* **Task**: Report each line of the records below that holds the word "when".

Records contained in a dataset:
PR #274, opened 2016-12-19
Fixes #17730 - prevent from setting taxonomies for non-overriding filters

tstrachota:
* signals usage error when org/loc options are used and --override is
  false
* resets taxonomies when filter's override flag is modified to false
* extends help with usage description

### DIFF
--- a/lib/hammer_cli_foreman/filter.rb
+++ b/lib/hammer_cli_foreman/filter.rb
@@ -41,17 +41,78 @@ module HammerCLIForeman
       build_options
     end
 
+
+    module TaxonomyCheck
+      def taxonomy_options?
+        option_location_names || option_location_ids || option_organization_names || option_organization_ids
+      end
+
+      def signal_override_usage_error
+        signal_usage_error _('Organizations and locations can be set only for overriding filters')
+      end
+
+      def self.included(base)
+        base.extend_help do |h|
+          h.section('Overriding organizations and locations') do
+            override_condition = "--override=true"
+            org_opts = '--organization[s|-ids]'
+            loc_opts = '--location[s|-ids]'
+
+            h.text(_("Filters inherrit organizations and locations from it's role by default. This behavior can be changed by setting %{condition}\n"+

* **Solution for this exercise**:
* signals usage error when org/loc options are used and --override is
* resets taxonomies when filter's override flag is modified to false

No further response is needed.